36.2.3 Results from other tools
You can also look at the detailed results of each individual tool, which can be found in the directory preprocessed/funcscan/arg
. This directory contains sub-directories for each of the 5 AMR tools used (in our case only 4 folders, because we skipped the DeepARG step):
ls results/funcscan/arg
abricate amrfinderplus fargene hamronization rgi
For each individual tool’s output folder shown above, there is a report, which is associated with the predicted AMRs for each of our samples. In most cases, the report is in tab-delimited TSV format, which can be opened in a standard spreadsheet software such as Excel. For instance, the AMR report from Abricate
for one of our samples looks like this:
less -S preprocessed/funcscan/arg/abricate/ERX1501203_ERR1430825_T1/ERX1501203_ERR1430825_T1.txt
#FILE SEQUENCE START END STRAND GENE COVERAGE COVERAGE_MAP GAPS %COVERAGE %IDENTITY DATABASE ACCESSION PRODUCT RESISTANCE
ERX1501203_ERR1430825_T1_contigs.fa contig00008 81930 83849 + tet(M) 1-1920/1920 =============== 0/0 100.00 100.00 ncbi NG_048235.1 tetracycline resistance ribosomal protection protein Tet(M) TETRACYCLINE
For this sample there was just one putative AMR gene detected by Abricate
, associated with tetracycline resistance. These genes were identified based on their similarity with annotated sequences from the NCBI database. For example, the gene Tet(M) was detected in our sample, matching the NCBI accession NG_048235.1. This is annotated as as a reference for antimicrobial resistance, in this case to the drug “TETRACYCLINE”.
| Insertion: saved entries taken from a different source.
PR #4705, opened 2026-09-06
Treat missing Atlas database user as successful delete

### LINKED ISSUE #4656: [Bug]: mongodbatlas_database_user Delete fails on USER_NOT_FOUND

- [x] I have searched the existing issues

### Provider Version

v1.30.0

### Terraform Version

Here is a trick using standard commands to count how many times each drug was identified by funcscan
:
cat preprocessed/funcscan/reports/hamronization_summarize/hamronization_combined_report.tsv | cut -f 10 | sort | uniq -c
cat
prints the content of the filecut
extracts the 10th column from the filesort
anduniq -c
are used in combination to count unique output values
The result of the above command is:
1 antimicrobial_agent
12 TETRACYCLINE
36.3 Summary
- The
nf-core/funcscan
workflow performs AMR analysis using several software tools. It requires as input a samplesheet with sample names and their respective FASTA files. - The results from the several AMR tools are summarised in a single report, which can be conveniently used to filter for putative resistance to antimicrobial agents.